→ Exercise objective
Without skipping a line, reproduce the entries exactly.
(Dataset excerpts)
PR #8101, opened 2026-05-01
Fix CI on tokio-1.47.x

Darksonn:
Backport of #8041

PR #8103, opened 2026-05-02
ci: install valgrind via apt-get instead of install-action

Darksonn:
Avoids 'unable to contact snap store' errors on GitHub Actions runners.

### DIFF
--- a/.github/workflows/ci.yml
+++ b/.github/workflows/ci.yml
@@ -241,7 +241,7 @@ jobs:
             toolchain: 1.82
 
       - name: Install Valgrind
-        uses: taiki-e/install-action@valgrind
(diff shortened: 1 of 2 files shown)


Darksonn:
I saw https://github.com/taiki-e/install-action/commit/40088a0f3b939f11215a144aa0b25f96ddc00cda

I guess this is a temporary incident? I saw it yesterday also, though, so it's been going on for a while.

Darksonn:
Regardless, it seems harmless to install valgrind this way, so let's just keep it. cc @taiki-e 

Closing because this will land on master when https://github.com/tokio-rs/tokio/pull/8101 merges into master.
(End Dataset excerpts)
→ Answer to the problem
PR #8101, opened 2026-05-01
Fix CI on tokio-1.47.x

Darksonn:
Backport of #8041

PR #8103, opened 2026-05-02
ci: install valgrind via apt-get instead of install-action

Darksonn:
Avoids 'unable to contact snap store' errors on GitHub Actions runners.

### DIFF
--- a/.github/workflows/ci.yml
+++ b/.github/workflows/ci.yml
@@ -241,7 +241,7 @@ jobs:
             toolchain: 1.82
 
       - name: Install Valgrind
-        uses: taiki-e/install-action@valgrind
(diff shortened: 1 of 2 files shown)


Darksonn:
I saw https://github.com/taiki-e/install-action/commit/40088a0f3b939f11215a144aa0b25f96ddc00cda

I guess this is a temporary incident? I saw it yesterday also, though, so it's been going on for a while.

Darksonn:
Regardless, it seems harmless to install valgrind this way, so let's just keep it. cc @taiki-e 

Closing because this will land on master when https://github.com/tokio-rs/tokio/pull/8101 merges into master.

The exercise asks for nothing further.